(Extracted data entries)
══════════
PR #2225, opened 2018-03-14
Select lobby of network when collapsing network

### LINKED ISSUE #2224: Select lobby when collapsing a network
When you are on a channel, and you collapse a network, it should probably select the lobby of that network.

McInkay:
Fixes #2224 

- [x] Only select lobby if we are on a channel in that network, don't switch network


McInkay:
Updated to fix the issue mentioned on #2224. We only switch if we are on a channel in that network, otherwise we don't.

PR #3107, opened 2019-03-07
Send SETNAME command if user edits realname field

xPaw:
Implements command part of https://github.com/ircv3/ircv3-specifications/pull/361

The capability is not relevant as we don't track realnames of other users yet.


jwheare:
I mean, you could use the cap to determine whether you can use that command without errors.

xPaw:
That's not a terrible idea, will do!

PR #3111, opened 2019-03-07
Use async/await in service worker, do not wait for cache for successful requests

xPaw:
Use async instead of promises, browsers that support service workers also support async already.

I also changed the cache logic to avoid blocking the request response. This means fetch() and its response are returned immediately if request succeeds and refreshing the content in cache is done in a separate async call.

Before:
1. Open cache
2. Fetch request
3. Put into cache
4. Return response

After:
1. Fetch request
2. Return response
3. Open cache
4. Put into cache


xPaw:
I also implemented cache busting.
══════════
## Problem details
Across the records above, return every line that contains the word "command".

## Task output
Send SETNAME command if user edits realname field
Implements command part of https://github.com/ircv3/ircv3-specifications/pull/361
I mean, you could use the cap to determine whether you can use that command without errors.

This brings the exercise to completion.